What is being asked:
Filter the entries, keeping every line with the string "diffs".

Saved entries:
PR #1133, opened 2015-06-19
put gcc specific stuff into seperate .h

bkozak-scanimetrics:
I think that it does not make sense to define functionality specific to compilers in platform headers or as needed in C files. I'd like to propose that we have specific header files for compiler specific functionality and have created such a header for gcc.

In addition to the above, this will also have the tangible effect of defining CC_CONF_INLINE on platforms that build with gcc and which do not already define it (such as CC2538 and CC2650) without having to add more to the platform specific header files.

### DIFF
--- a/core/sys/cc-gcc.h
+++ b/core/sys/cc-gcc.h
@@ -1,0 +1,43 @@
+/*
+ * Copyright (c) 2015, Scanimetrics - http://www.scanimetrics.com
+ * All rights reserved.
+ *
+ * Redistribution and use in source and binary forms, with or without
+ * modification, are permitted provided that the following conditions
+ * are met:
+ * 1. Redistributions of source code must retain the above copyright
+ *    notice, this list of conditions and the following disclaimer.
+ * 2. Redistributions in binary form must reproduce the above copyright
+ *    notice, this list of conditions and the following disclaimer in the
+ *    documentation and/or other materials provided with the distribution.
+ * 3. Neither the name of the copyright holder nor the names of its
+ *    contributors may be used to endorse or promote products derived
+ *    from this software without specific prior written permission.
+ *
+ * THIS SOFTWARE IS PROVIDED BY THE COPYRIGHT HOLDERS AND CONTRIBUTORS
+ * ``AS IS'' AND ANY EXPRESS OR IMPLIED WARRANTIES, INCLUDING, BUT NOT
+ * LIMITED TO, THE IMPLIED WARRANTIES OF MERCHANTABILITY AND FITNESS
+ * FOR A PARTICULAR PURPOSE ARE DISCLAIMED.  IN NO EVENT SHALL THE
+ * COPYRIGHT HOLDER OR CONTRIBUTORS BE LIABLE FOR ANY DIRECT, INDIRECT,
+ * INCIDENTAL, SPECIAL, EXEMPLARY, OR CONSEQUENTIAL DAMAGES
+ * (INCLUDING, BUT NOT LIMITED TO, PROCUREMENT OF SUBSTITUTE GOODS OR
+ * SERVICES; LOSS OF USE, DATA, OR PROFITS; OR BUSINESS INTERRUPTION)
+ * HOWEVER CAUSED AND ON ANY THEORY OF LIABILITY, WHETHER IN CONTRACT,
+ * STRICT LIABILITY, OR TORT (INCLUDING NEGLIGENCE OR OTHERWISE)
+ * ARISING IN ANY WAY OUT OF THE USE OF THIS SOFTWARE, EVEN IF ADVISED
+ * OF THE POSSIBILITY OF SUCH DAMAGE.
+ */
+/*---------------------------------------------------------------------------*/
+#ifndef _CC_GCC_H_
+#define _CC_GCC_H_
+#ifdef __GNUC__
+
+#ifndef CC_CONF_INLINE
+/* use __inline__ in case "inline" is not available for any reason */
+#define CC_CONF_INLINE __inline__
+#endif
+
+#define CC_CONF_ALIGN(n) __attribute__((__aligned__(n)))
+
+#endif /* __GNUC__ */
+#endif /* _CC_GCC_H_ */
--- a/core/sys/cc.h
+++ b/core/sys/cc.h
@@ -46,6 +46,7 @@
 #define CC_H_
 
 #include "contiki-conf.h"
+#include "sys/cc-gcc.h"
 
 /**
  * Configure if the C compiler supports the "register" keyword for
@@ -108,6 +109,10 @@
 #define CC_INLINE CC_CONF_INLINE
 #else /* CC_CONF_INLINE */
 #define CC_INLINE
+#endif /* CC_CONF_INLINE */
+
+#ifdef CC_CONF_ALIGN
+#define CC_ALIGN(n) CC_CONF_ALIGN(n)
 #endif /* CC_CONF_INLINE */
 
 /**
--- a/cpu/cc26xx-cc13xx/rf-core/ieee-mode.c
+++ b/cpu/cc26xx-cc13xx/rf-core/ieee-mode.c
@@ -75,12 +75,6 @@
 #include <stdio.h>
 #include <stdbool.h>
 /*---------------------------------------------------------------------------*/
-#ifdef __GNUC__
-#define CC_ALIGN_ATTR(n) __attribute__ ((aligned(n)))
-#else
-#define CC_ALIGN_ATTR(n)
-#endif
-/*---------------------------------------------------------------------------*/
 #define DEBUG 0
 #if DEBUG
 #define PRINTF(...) printf(__VA_ARGS__)
@@ -202,7 +196,7 @@ const output_config_t *tx_power_current = &output_power[0];
  * A buffer to send a CMD_IEEE_RX and to subsequently monitor its status
  * Do not use this buffer for any commands other than CMD_IEEE_RX
  */
-static uint8_t cmd_ieee_rx_buf[RF_CMD_BUFFER_SIZE] CC_ALIGN_ATTR(4);
+static uint8_t cmd_ieee_rx_buf[RF_CMD_BUFFER_SIZE] CC_ALIGN(4);
 /*---------------------------------------------------------------------------*/
 #define DATA_ENTRY_LENSZ_NONE 0
 #define DATA_ENTRY_LENSZ_BYTE 1
@@ -210,10 +204,10 @@ static uint8_t cmd_ieee_rx_buf[RF_CMD_BUFFER_SIZE] CC_ALIGN_ATTR(4);
 
 #define RX_BUF_SIZE 140
 /* Four receive buffers entries with room for 1 IEEE802.15.4 frame in each */
-static uint8_t rx_buf_0[RX_BUF_SIZE] CC_ALIGN_ATTR(4);
-static uint8_t rx_buf_1[RX_BUF_SIZE] CC_ALIGN_ATTR(4);
-static uint8_t rx_buf_2[RX_BUF_SIZE] CC_ALIGN_ATTR(4);
-static uint8_t rx_buf_3[RX_BUF_SIZE] CC_ALIGN_ATTR(4);
+static uint8_t rx_buf_0[RX_BUF_SIZE] CC_ALIGN(4);
+static uint8_t rx_buf_1[RX_BUF_SIZE] CC_ALIGN(4);
+static uint8_t rx_buf_2[RX_BUF_SIZE] CC_ALIGN(4);
+static uint8_t rx_buf_3[RX_BUF_SIZE] CC_ALIGN(4);
 
 /* The RX Data Queue */
 static dataQueue_t rx_data_queue = { 0 };
@@ -225,7 +219,7 @@ volatile static uint8_t *rx_read_entry;
 #define TX_BUF_PAYLOAD_LEN 180
 #define TX_BUF_HDR_LEN       2
 
-static uint8_t tx_buf[TX_BUF_HDR_LEN + TX_BUF_PAYLOAD_LEN] CC_ALIGN_ATTR(4);
+static uint8_t tx_buf[TX_BUF_HDR_LEN + TX_BUF_PAYLOAD_LEN] CC_ALIGN(4);
 /*---------------------------------------------------------------------------*/
 /* Overrides for IEEE 802.15.4, differential mode */
 static uint32_t ieee_overrides[] = {
--- a/cpu/cc26xx-cc13xx/rf-core/prop-mode.c
+++ b/cpu/cc26xx-cc13xx/rf-core/prop-mode.c
@@ -80,12 +80,6 @@
 #include <stdio.h>
 #include <stdbool.h>
 /*---------------------------------------------------------------------------*/
-#ifdef __GNUC__
-#define CC_ALIGN_ATTR(n) __attribute__ ((aligned(n)))
-#else
-#define CC_ALIGN_ATTR(n)
-#endif
-/*---------------------------------------------------------------------------*/
 #define DEBUG 0
 #if DEBUG
 #define PRINTF(...) printf(__VA_ARGS__)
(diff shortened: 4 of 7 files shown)


bkozak-scanimetrics:
This Travis failure seems to be because doxygen does not specify any directories in its preprocessor include path. When CC_ALIGN_ATTR is moved to a header file doxygen no longer recognizes certain variable declarations (which use CC_ALIGN_ATTR) and produces warnings about undefined variables.

bthebaudeau:
> I think that it does not make sense to define functionality specific to compilers in platform headers or as needed in C files.

I totally agree. See my comment here:
https://github.com/contiki-os/contiki/pull/966#discussion_r30322788

> I'd like to propose that we have specific header files for compiler specific functionality and have created such a header for gcc.

I don't know if it's preferable to group these definitions by compiler or by feature as per my suggestion, but we definitely need something like that.

We need such macros at least for inline, alignments, packed structs, weak stuff, aliases, and sections. Some of these macros (typically those affecting only performance, but not behavior, e.g. for inline) can default to an empty definition if this is not dangerous for the resulting behavior, but the other ones (e.g. for mandatory alignments) should have no default definition in order to trigger an error if they are used. And some macros need several variants, e.g. an alignment can be requested by the user of a macro to be either compulsory or a performance hint, in which case there should be several sets of macros. Alignment macros should also make it clear in their name or in their documentation whether the passed value is a number of bytes or a bit-shift to generate a power of 2.

Then, the toolchains should be auto-detected as you did. Keeping configurations for these macros does not make much sense if all the toolchains used by Contiki can be detected in such a way. Otherwise, and until all Contiki code has been converted, we need to keep them.

These are comments for long-term changes. For this PR, see my comments in the diff view.

> This Travis failure seems to be because doxygen does not specify any directories in its preprocessor include path. When CC_ALIGN_ATTR is moved to a header file doxygen no longer recognizes certain variable declarations (which use CC_ALIGN_ATTR) and produces warnings about undefined variables.

Please retry with `sys/` (see my comments in the diff view).

core/sys/cc-gcc.h
```diff
@@ -0,0 +1,43 @@
...
+ * OF THE POSSIBILITY OF SUCH DAMAGE.
+ */
+/*---------------------------------------------------------------------------*/
+#ifndef _CC_GCC_H_
+#define _CC_GCC_H_
+#ifdef __GNUC__
+
+#ifndef CC_CONF_INLINE
+/* use _inline in case "inline" is not available for any reason */
+#define CC_CONF_INLINE __inline
```
bthebaudeau: Even `__inline__`.

We should also distinguish soft and hard inline requests. This one would be soft. But that's OK for this PR.

core/sys/cc-gcc.h
```diff
@@ -0,0 +1,43 @@
...
+#endif
+
+#define CC_CONF_ALIGN_ATTR(n) __attribute__ ((aligned(n)))
```
bthebaudeau: - Why `_ATTR` (except because it is already used by `cc26xx-rf.c`)?
 - `__aligned__`.

core/sys/cc-gcc.h
```diff
@@ -0,0 +1,43 @@
...
+
+#endif //__GNUC__
+#endif //_CC_GCC_H_
```
bthebaudeau: Missing newline at EoF.

core/sys/cc.h
```diff
@@ -46,6 +46,7 @@
 #define CC_H_
 
 #include "contiki-conf.h"
+#include "cc-gcc.h"
```
bthebaudeau: `#include "sys/cc-gcc.h"`.

core/sys/cc.h
```diff
@@ -110,6 +111,12 @@
 #define CC_INLINE
 #endif /* CC_CONF_INLINE */
 
+#ifdef CC_CONF_ALIGN_ATTR
+#define CC_ALIGN_ATTR CC_CONF_ALIGN_ATTR
+#else /* CC_CONF_INLINE */
+#define CC_ALIGN_ATTR
```
bthebaudeau: If the requested alignment is a requirement and not a simple performance hint, this will silently generate a runtime bug.

core/sys/cc-gcc.h
bkozak-scanimetrics: @bthebaudeau 

I don't know of any reason to prefer __inline__ over __inline in gcc but I've taken your word for it and made the change.

I agree that it would be useful to distinguish between soft and hard inline in the future.

core/sys/cc-gcc.h
bkozak-scanimetrics: @bthebaudeau 

I've kept ATTR only because of cc26xx-rf.c and haven't given the name much thought.

What would your prefer?
CC_ALIGN() perhaps?

bthebaudeau:
That was not enough. The doxygen test still fails.

bthebaudeau:
Try with `#define CC_ALIGN_ATTR(n)` (the parameter is missing in the fallback definitions).

bkozak-scanimetrics:
@bthebaudeau 

> I don't know if it's preferable to group these definitions by compiler or by feature as per my suggestion, but we definitely need something like that.

I personally prefer to group by compiler (easier to search for a particular definition IMO) but I can see it going either way.

> We need such macros at least for inline, alignments, packed structs, weak stuff, aliases ... 

> These are comments for long-term changes. For this PR, see my comments in the diff view.

I agree with all of this.

> Please retry with sys/ (see my comments in the diff view).

This still fails when I run the test on my local machine. I've kept the change because it seems to be more in keeping with the rest of Contiki (and maybe Travis disagrees with my machine).

bthebaudeau:
> > Please retry with sys/ (see my comments in the diff view).

> This still fails when I run the test on my local machine. I've kept the change because it seems to be more in keeping with the rest of Contiki (and maybe Travis disagrees with my machine).

Yes, see my previous comment. I don't think that doxygen has been configured to use `__GNUC__` in Contiki, so the broken fallback definitions apply for it.

bkozak-scanimetrics:
@bthebaudeau

> That was not enough. The doxygen test still fails.

> Try with #define CC_ALIGN_ATTR(n) (the parameter is missing in the fallback definitions).

While debugging the Travis failure earlier, I already tried this and found that it didn't work. So far the only way I have found to fix this is to edit docs/Doxyfile as:
```diff
--- a/doc/Doxyfile
+++ b/doc/Doxyfile
@@ -1932,7 +1932,7 @@ SEARCH_INCLUDES        = YES
 # preprocessor.
 # This tag requires that the tag SEARCH_INCLUDES is set to YES.
 
-INCLUDE_PATH           =
+INCLUDE_PATH           = ../core
```

bkozak-scanimetrics:
>Yes, see my previous comment. I don't think that doxygen has been configured to use __GNUC__ in Contiki, so the broken fallback definitions apply for it.

You're right about that much, doxygen doesn't seem to have __GNUC__ defined. The fallback definition is necessary for this purpose (although, strangely, doxygen doesn't seem to care if the fallback takes a parameter or not).

bthebaudeau:
> While debugging the Travis failure earlier, I already tried this and found that it didn't work. So far the only way I have found to fix this is to edit docs/Doxyfile as:
[...]

This makes sense, but Travis should also fail because of all the headers files in there (maybe it's the case for some of the other warnings). Travis is just complaining about 5 new doxygen warnings, but there were already tons of other warnings, so failing for 5 new warnings is a strange rule. @g-oikonomou What are the doxygen rules supposed to be in Contiki for such issues? Should the doxygen configuration be fixed as suggested by @bkozak-scanimetrics, or should these new warnings just be ignored (which would mean accepting a PR despite a failure of Travis)?

bkozak-scanimetrics:
@bthebaudeau 

> This makes sense, but Travis should also fail because of all the headers files in there (maybe it's the case for some of the other warnings

Yes, you're quite right, if we edit the Doxyfile we actually lose some warnings.

> Travis is just complaining about 5 new doxygen warnings, but there were already tons of other warnings, so failing for 5 new warnings is a strange rule. 

It even fails in the case of reduced warnings. It seems to expect that the exact number of warnings stays the same as the value in regression-tests/00-doxygen/doxyerrors.cnt

Alternatively, the number in doxyerrors.cnt could just be increased.

core/sys/cc.h
bkozak-scanimetrics: @bthebaudeau 

I agree with you here. I've only kept it this way because that's how it was in cc26xx-rf.c and I wanted to avoid changing runtime behaviour for this PR. Note also that in the case of cc26xx-rf.c it really would be a bug to not align any of these variables.

Now that you've mentioned this specifically, however, I think that I will simply git rid of the fallback definition so that this generates an error. It really just doesn't make sense to do otherwise.

bthebaudeau:
> It even fails in the case of reduced warnings.

Yes, but suggesting to adjust `regression-tests/00-doxygen/doxyerrors.cnt` in the PR.

> It seems to expect that the exact number of warnings stays the same as the value in regression-tests/00-doxygen/doxyerrors.cnt

> Alternatively, the number in doxyerrors.cnt could just be increased.

That would work, but that would not be satisfactory. Fixing the doxygen configuration (which should ideally be done in another PR if we decide to do so) is by far better.

`regression-tests/00-doxygen/Makefile` should probably be reworked. For example, it could automatically generate a temporary `doxyerrors.cnt` from the master branch before running doxygen again on the PR branch.

bkozak-scanimetrics:
> Fixing the doxygen configuration (which should ideally be done in another PR if we decide to do so) is by far better.

Completely agree

g-oikonomou:
The idea with the `doxyerrors.cnt` was so that we can test documentation builds but without first having to fix all existing warnings.

If a pull actually reduces the warning count (either intentionally or as a side-effect), then the `.cnt` should be updated to reflect the new lower value. But if a PR adds new warnings, then I personally _strongly_ oppose increasing the count simply so that we can accept the pull. If we start doing so we set a bad precedent and the entire doxygen testing will become moot. I still dream of the day when we will have 0 warnings and we'll be able to remove the `.cnt` test altogether.

To get back on track, these exact warnings are the reason why I started working on #971 in the first place. `#define CC_ALIGN_ATTR(n)` should work, I am not sure why it does not in this instance and I'm not quite getting why changing `INCLUDE_PATH` actually fixes it.

bkozak-scanimetrics:
> #define CC_ALIGN_ATTR(n) should work, I am not sure why it does not in this instance and I'm not quite getting why changing INCLUDE_PATH actually fixes it.

I'm no expert with doxygen but from what I've read at [the doxygen manual](http://www.stack.nl/~dimitri/doxygen/manual/config.html#cfg_include_path) I wouldn't understand how this could work without adding to INCLUDE_PATH.

My understanding is that the doxygen preprocessor will not be able to find "core/sys/cc.h" to expand the CC_ALIGN_ATTR macro unless core is added to the include path.

However, after reading through #971 I think that maybe the best solution is just to add CC_ALIGN to PREDEFINED in the Doxyfile. Adding to INCLUDE_PATH is not even a possible solution (on its own) now that I've removed the fallback definition of CC_ALIGN (see [above](https://github.com/contiki-os/contiki/pull/1133#issuecomment-113620479)).

I've tested this and it gets rid of the warnings.

g-oikonomou:
Yeah the situation with includes is a bit of a train wreck at the moment. I experimented with adding `../core` to `INCLUDE_PATH` as you suggest and by putting the fallback define back in place, but this seems to introduce new warnings in `uip.h`. Those two:

```
/home/travis/build/g-oikonomou/contiki/core/net/ip/uip.h:1039: warning: argument 'dest' of command @param is not found in the argument list of uip_ip4addr_cmp(addr1, addr2)
/home/travis/build/g-oikonomou/contiki/core/net/ip/uip.h:1039: warning: argument 'src' of command @param is not found in the argument list of uip_ip4addr_cmp(addr1, addr2)
```
These happen because this entire block gets removed by the doxygen preprocessor:
```
#ifndef uip_ipaddr_copy
#define uip_ipaddr_copy(dest, src) (*(dest) = *(src))
#endif
#ifndef uip_ip4addr_copy
#define uip_ip4addr_copy(dest, src) (*((uip_ip4addr_t *)dest) = *((uip_ip4addr_t *)src))
#endif
#ifndef uip_ip6addr_copy
#define uip_ip6addr_copy(dest, src) (*((uip_ip6addr_t *)dest) = *((uip_ip6addr_t *)src))
#endif
```
... and doxygen tries to apply the respective documentation block to `uip_ip4addr_cmp`, which is what follows immediately after the removed block. I've no clue why the block is getting removed though.

There is also this one:
```
/home/travis/build/g-oikonomou/contiki/doc/sicslowpan-doc.txt:592: warning: explicit link request to 'sicslowpan_buf' could not be resolved
```
which is not appearing when I build locally due to having a different version of doxygen here.

I'm not quite sure why you removed the fallback for `CC_ALIGN`. Did I miss something in the discussion?

Here's the build for my branch:
https://travis-ci.org/g-oikonomou/contiki/jobs/67607488

In terms of adding `CC_ALIGN` to `PREDEFINED`, I wouldn't be opposed

bthebaudeau:
#1135

I've experimented adding all the paths of header files to `INCLUDE_PATH`: this should definitely not be done because there are some `#include` within doxygen blocks, so it makes doxygen complain about group breakage.

Giving all attribute-like macros empty definitions for doxygen is the way to go. Using `:=` prevents the code from overriding these definitions.

@g-oikonomou:
> I'm not quite sure why you removed the fallback for `CC_ALIGN`. Did I miss something in the discussion?

Yes: click the last "Show outdated diff".

bthebaudeau:
@bkozak-scanimetrics
Now that #1135 has been merged, you can:
 - rebase,
 - remove the space following `__attribute__` (this space is unneeded, and this practice prevents the default definition in `doc/Doxyfile` from working, even if this does not apply here because `__attribute__` would not be expanded in that case),
 - use `__aligned__` for `CC_CONF_ALIGN()` in order to avoid issues if `aligned` has been defined to something,
 - fix the missing macro parameter (i.e. write `#define CC_ALIGN(n) CC_CONF_ALIGN(n)`) in `core/sys/cc.h`,
 - replace `CC_ALIGN_ATTR(n)` with `CC_ALIGN(n)` in `doc/Doxyfile`,
 - squash your commits.

bthebaudeau:
:+1:

core/sys/cc-gcc.h
```diff
@@ -0,0 +1,43 @@
...
+
+#ifndef CC_CONF_INLINE
+/* use __inline__ in case "inline" is not available for any reason */
+#define CC_CONF_INLINE __inline__
+#endif
+
+#define CC_CONF_ALIGN(n) __attribute__((__aligned__(n)))
+
+#endif //__GNUC__
+#endif //_CC_GCC_H_
```
simonduq: for the two lines above, please use `/* */` comments

bthebaudeau: Right, and GitHub says that a rebase is needed too now.

It would be great if the merging rules were relaxed for such things. IMO, these are typical trivial fixes that should be part of a manual merge commit or of some fixup PR edit or of a new PR made by a maintainer because they are not worth bothering the original PR author, especially after several months of inactivity. What do you think?

Also, we are still waiting for an upvote from the core maintainers for this PR. There have been nearly 3 months of inactivity on this PR, so we should merge this PR in one month according to the new PR policy (after fixup of the above). We should probably not reset the PR counter to 2 months just for the little change requested here.

bkozak-scanimetrics:
Re-base done and comments fixed.

core/sys/cc-gcc.h
simonduq: Yes sure, the counter needs no reset. If you still want merge just add a comment that you will merge in a month if nobody speaks against this PR (needs to be made explicit, then 1 month wait time). I also agree on relaxing things a bit, would have been ok to see a merge as is, but when the PR author is willing to help that's also welcome :)

simonduq: Also, please add a "timeout" tag when doing so (makes it easy to spot pull request with scheduled action within a month)

simonduq:
@bthebaudeau, not sure if you get notifications for comments on outdated diffs, pinging you just in case.

bthebaudeau:
@bkozak-scanimetrics :+1:

I approve this PR. If nobody disapproves within one month, I will merge it.

@simonduq Yes, notifications work for comments on outdated diffs too. Thanks.

simonduq:
@bthebaudeau still willing to merge this?

bthebaudeau:
@simonduq Yes. :+1:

Result for this task:
@bthebaudeau, not sure if you get notifications for comments on outdated diffs, pinging you just in case.
@simonduq Yes, notifications work for comments on outdated diffs too. Thanks.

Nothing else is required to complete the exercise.